Alberto Carlo Gilberto de la Forest de Divonne (1818–1893) was an Italian general who served in the Italian Wars of Independence against the Austrian Empire.

==Biography==
A member of a noble family of count's rank originally from Savoy, Albert was the son of Cyrille de la Forest Divonne and his wife, Elise de Fontette.

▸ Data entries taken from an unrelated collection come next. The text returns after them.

PR #10404, opened 2021-10-05
add cookie consent banner

### LINKED ISSUE #10005: Review website cookies/analytics/opt-out?
A few people were having a conversation about the "cookie banner" on knative.dev, and we noticed that https://istio.io/ didn't have such a banner. Digging further, it looks like I'm served Google Analytics javascript and reports are collected even in an incognito window with `DNT: 1` cookie.

I'm in the US, so maybe this is okay here, but I suspect that our European friends would be surprised by this.

davidhauck:
Closes #10005 

- [ X] Docs
- [ ] Installation
- [ ] Networking
- [ ] Policies and Telemetry
- [ ] Security
- [ ] Test and Release
- [ ] User Experience


Arhell (commented):
lgtm

layouts/_default/baseof.html
```diff
@@ -192,5 +193,55 @@
                 </a>
             </div>
         {{ end }}
+
+        <!-- Analytics Consent -->
+        <!-- Uses https://github.com/osano/cookieconsent (MIT License) -->
```
rvennam, line 198: @craigbox do we need blessing from steering?

PR #10420, opened 2021-10-12
Add usage warning for in-cluster operator

Monkeyanator:
Per Environments and TOC discussion that we should discourage use but not deprecate or introduce a new maintenance mode. Moves in-cluster operator to the bottom of suggested install methods, adds a warning on the `install method selection` page, and adds a warning to the top of the in-cluster operator install docs.


marshallford:
> Per Environments and TOC discussion

Anything public that can be linked to regarding this decision? The operator install method appears to be the sane way to install Istio via GitOps.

Later he migrated to Piedmont with his family and was in the Kingdom of Sardinia and Alberto was able to attend the Military Academy of Turin and thus become part of the Royal Sardinian army. Having become the first page of King Carlo Alberto, in 1859 he took part in the Second Italian War of Independence with the rank of squadron leader of the cavalrymen of Aosta, distinguishing himself in the Battle of Montebello and in that of San Martino, actions following which he was promoted to rank of lieutenant colonel and obtained the command of the cavalrymen of Monferrato as well as being awarded the Legion of Honor by the allied French government.

Alberto became a permanently naturalized Italian in 1870, he obtained from King Umberto I the recognition of the title of count that his family had already carried in France since the 18th century.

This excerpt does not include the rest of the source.